Afuera caía la tarde, la lluvia se deslizaba como un suave y dulce manto mientras un rayo imperioso iluminaba aquellas letras sobre un papel sepia desteñido.

jueves, 18 de junio de 2015

EL LARGO VIAJE DE MATISTA

Matista era una mujer gorda o, al menos, era lo primero que veían de ella los demás. Pero estaba acostumbrada a esas miradas de asco, tanto, que las encontraba normales. Se creó un mundo de carne con pelos lacios y vetas blancas, uñas amarillas por la nicotina, y sucia toda su persona. La boca era igualmente carnosa y sus dientes iban marcando ausencias y pronunciando orificios.
Su físico, en verdad, repelía a bucear en ese ser llamado Matista, nombre que surgió por una noche en que su madre se lio con un joyero; de aquel roce, nació una niña por casualidad, ya que la madre estuvo meses barajando la posibilidad del aborto. Al final, se hizo tarde y dejó correr al ser que medraba dentro de ella sin hacer ruido ni molestar.
Matista creció en un suburbio tan descascarillado como la ausencia de niñez. Una muñeca y un perrillo fueron los únicos pasajeros que le acompañaron en esos años. Cuando Rufo fue atropellado intencionadamente por el vecino carbonero que guardaba rencor a la madre de Matista por haber sido rechazado a pesar de que la daba un buen botín por acostarse con él, el corazón de Matista murió.
Apenas fue a la escuela, la aburría. Era torpe y nadie le hacía caso. Además, le molestaba que los chicos le corearan "Mati, la hija de la puta". Ella no entendía aquellas palabras, pero por dentro comprendía que aquello que le decían no era bueno. Tampoco su madre paraba mucho en casa para haberle preguntado el significado de puta. Siempre estaba ocupada en el negocio de los placeres carnales.
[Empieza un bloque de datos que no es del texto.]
PR #116, opened 2022-09-26
Create optional ServiceMonitor for Netbox

rjhenry:
The Prometheus-Operator is a popular choice for collecting metrics, and many other projects (such as External-DNS [1]) have a pre-configured ServiceMonitor resource ready to be enabled; this does the same for Netbox.

The template is very heavily inspired by the External-DNS one.

1: https://github.com/kubernetes-sigs/external-dns/blob/master/charts/external-dns/templates/servicemonitor.yaml

### DIFF
--- a/Chart.yaml
+++ b/Chart.yaml
@@ -1,6 +1,6 @@
 apiVersion: v2
 name: netbox
-version: 4.1.1
+version: 4.2.0
 appVersion: v3.2.8
 description: IP address management (IPAM) and data center infrastructure management (DCIM) tool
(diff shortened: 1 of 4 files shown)


rjhenry:
Tested with local rendering of templates then applying to a given cluster - this is doing the trick for me, so hopefully it'll be helpful for others, too.

rjhenry:
D'oh, didn't see #92 which does functionally the same thing. However, this doesn't introduce a breaking change, so might be preferred - feel free to approve/comment/close/other as you see fit, Chris.

PR #125, opened 2022-11-28
redis.clusterDomain

jadsy2107:
If your cluster domain differs from "cluster.local" - redis replicas will fail to connect to master


bootc:
This isn't the correct fix. This is a config setting in a sub-chart and the `clusterDomain` is only one of dozens of other settings that apply to various situations. Why stop at this setting and not include any of the others? I don't want to copy all of the upstream chart's `values.yaml` contents into the chart. At most I'll take a patch pointing at the upstream chart's documentation.

PR #126, opened 2022-11-28
Namespace support and optional connection testing pod

raylas:
- Enables specification of Kubernetes namespace when applying or templating the chart.
- Enables toggle (`true` by default) for connection testing pod.
  - Was unable to be created in our unique CD environment.


raylas:
Hi @bootc, is it possible to get your review? Or should I fork?

Thanks for putting this chart together.

bootc:
Sorry this has taken me so long to get to. I'd rather this PR was split into two for the two different things it does, however I don't understand why it's necessary...

1. Helm has built-in support for specifying the namespace a release should be installed into, so what do we gain by specifying the namespace on each resource separately?
2. Test resources are not installed by default with Helm, so why an explicit flag to disable them?

Are you using something other than Helm to deploy this chart?

PR #144, opened 2023-03-14
Set the `automountServiceAccountToken` to false

### LINKED ISSUE #143: Is the serviceAccountToken needed in the pods?
Is the serviceAccountToken needed in Netbox pods? We have a security policy in our cluster that prevents deploying when `automountServiceAccountToken` is not set to `false`. So if it is not used in  the pods, it would be great to set it `automountServiceAccountToken` of the pods to `false`. 

This would also enhance the security (see https://hub.armosec.io/docs/c-0190).

joachimBurket:
Resolves #143

### DIFF
--- a/README.md
+++ b/README.md
@@ -307,7 +307,7 @@ The following table lists the configurable parameters for this chart and their d
 | `serviceAccount.create`                         | Create a ServiceAccount for NetBox                                  | `true`                                       |
 | `serviceAccount.annotations`                    | Annotations to add to the service account                           | `{}`                                         |
 | `serviceAccount.name`                           | The name of the service account to use                              | `""` (use the fullname)                      |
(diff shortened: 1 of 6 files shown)


bootc:
Thanks for this @joachimBurket. To answer your question from #143:

> Would you prefer that I add a value so that someone can enable it, or to add documentation on how to manually mount the token?

I think it would be nicer to have values for each of the places this is referenced; that is 4 different variables. I can imagine some NetBox plugin might need it, and anyone using the S3 media storage backend with IRSA / AssumeRoleWithWebIdentity presumably needs it.

joachimBurket:
Do I set the value to `false` by default? 
It would be better in regards of security, because users not needing it wouldn't have to explicitly set the value to `false`. But it could be a breaking change if some users of the chart were using the token.

joachimBurket:
Thanks for the review! I'm not writing helm charts very often so I'm a bit rusty about it :smile:

PR #146, opened 2023-03-31
Add support for multiple user DNs

iamroddo:


RangerRick:
@iamroddo Hey, I'm going to be helping to take over maintainership of this helm chart and I just wanted to check in on this PR. It looks reasonably simple, but the patch ends up being pretty huge because of a bunch of mostly-unrelated formatting changes.

Are you still interested in contributing this? If so, do you mind rebasing it and giving it another pass with a smaller footprint? Also, it appears that everywhere else in the patch you use `userSearchDnList` to specify the list of DNs, but `values.yaml` got updated to just specify an example of `userSearch`.

PR #155, opened 2023-06-27
add ability to extend configuration.py

rsmithcooper:
This gives the ability to extend the configuration.py file populated by the configMap.

Use case: adding an Okta OIDC integration using the social-auth library.

current workaround: editing the configmap manually after helm install and then redeploying the deployment

### DIFF
--- a/templates/configmap.yaml
+++ b/templates/configmap.yaml
@@ -65,6 +65,11 @@ data:
                                      in REDIS['caching']['SENTINELS']]
     {{- end }}
 
+    # Extra Configuration
+    {{- range .Values.customPythonConfig }}
+    {{ . }}
+    {{- end }}
+
   netbox.yaml: |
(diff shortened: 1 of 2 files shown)


bootc:
I don't have an issue with adding a mechanism for adding Python config code, but you shouldn't need this to add static configuration values—you can do that with the [extraConfig](https://github.com/bootc/netbox-chart/blob/84dda879772106e460b4226fc768cfa30e6b7378/values.yaml#L349-L364) setting. Do you need to be able to run actual Python code rather than just setting static values? If so you'd probably be better off using `extraVolumeMounts` and `extraVolumes` to mount your Python script into `/etc/netbox/config/`...

LeoColomb:
I'm closing this pull request as per lack of contributor reply.
As mentioned by @bootc, this seems to be mostly, if not all, doable with a proper use of available attributes.
Don't hesitate to continue the discussion below if the topic is still relevant.

PR #158, opened 2023-07-20
Update appversion to the new netbox version v3.5.6

TheChef23:
There is a new version of Netbox. I have tested this version by updating the tag in the values file, everything is working as expected.


TheChef23:
This needs further review, sorry. I'll be back.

Si tenía clientela, Matista se pasaba el día sentada en las escaleras con la muñeca y Rufo. Cuando éste murió, encontró refugio en pelar patatas. Comenzó como un juego para tapar carencias y terminó siendo un negocio para su madre. Su habilidad corrió como la pólvora y rápidamente su madre se percató de que tenía una fuente más de ingresos.
Al estar sentada todo el día, comenzaron a reblandecerse sus carnes, a crecer y rodear su ánimo hasta llegar a lo que se había convertido.
No hablaba con nadie, incluso una vez que murmuró más de tres palabras seguidas se asustó de la voz que salía de su garganta. Ella gritaba para sí en silencio, concentrada en sus patatas y, cuando hacía un alto, dedicaba su vista a observar, principalmente a las ratas que iban y venían por las escaleras. A los gatos, a los cuales envidiaba y que, gracias a ellos, descubrió su subsistencia…
Un día, un felino de pelo algodonoso se plantó ante sus narices sentándose junto a ella. Matista apenas se atrevía a respirar para no asustarle, pensaba que aquel animal era mucho más bonito que los roedores que siempre le acompañaban. Al rato, el gato se cansó y decidió subir las escaleras; Matista le siguió llegando hasta la azotea. Allí nunca había subido y, casi, cayó al suelo al contemplar el panorama que se extendía ante sus ojos. A partir de aquel momento, decidió trasladarse a ese lugar. Daba igual que fuera verano o invierno, que lloviera, hiciera frío o nevara. Había hallado un horizonte tibio sobre el que volar, un mar en calma por encima de la podredumbre.
Aprendió a respirar el oxigeno de la libertad mirando a los tejados, al vuelo de los pájaros, al cielo rosa, añil, fresa y carbón. Se lavaba con la lluvia y le fascinaba las gotas de agua sobre sus patatas. Allí arriba se cultivó en el color del otoño, se ilustró en sonrisas y comprendió la soledad que había vivido. Su rostro osco mutó al azúcar. Ya no le importó ser rechazada, ni estar sola.
Contando Matista veintitrés años, su madre murió. Fue la primera y la última vez que pisó un hospital, no sabía ni que existieran, como desconocía que hubiera médicos que sanasen al cuerpo, a ella nunca la vio ninguno… Y Matista conoció el amor. No sabía que aquello que sentía, que hacía acelerar su corazón fuera lo más hermoso que ella había experimentado jamás, incluso por encima del cariño a Rufo, su extinguido chucho. Y sintió profundamente que su madre muriera, no porque le diera pena su ausencia porque no sentía gran cosa por su madre, sino por dejar de ver a aquel hombre de barbas y mirada de chocolate. Fue la única persona en la vida de Matista que la miró con ternura, incluso le habló algo más que para pedirle que le pelara dos kilos de patatas.
Después de enterrar a su madre, llegó una etapa dura para Matista, la tonta del barrio. El negocio de la patata no le llegaba para pagar el piso donde había vivido con su madre, así que la echaron, pero la dejaron quedarse en la azotea.
Y…, así pasaron los años y Matista subida en la cúspide viendo amanecer sobre la escoria, anochecer sobre sueños de cartón. Declararon el edificio en ruina y lo desalojaron. Nadie se acordó de ella, olvidaron a la mujer que pelaba patatas y se alimentaba del horizonte que se expandía a su lado cada día.
Demolieron el edificio y, al retirar los escombros encontraron a Matista con los ojos abiertos y abrazada a un gato; en su cara había perfilada una sonrisa… El obrero pensó, según la observaba, que era una mujer hermosa.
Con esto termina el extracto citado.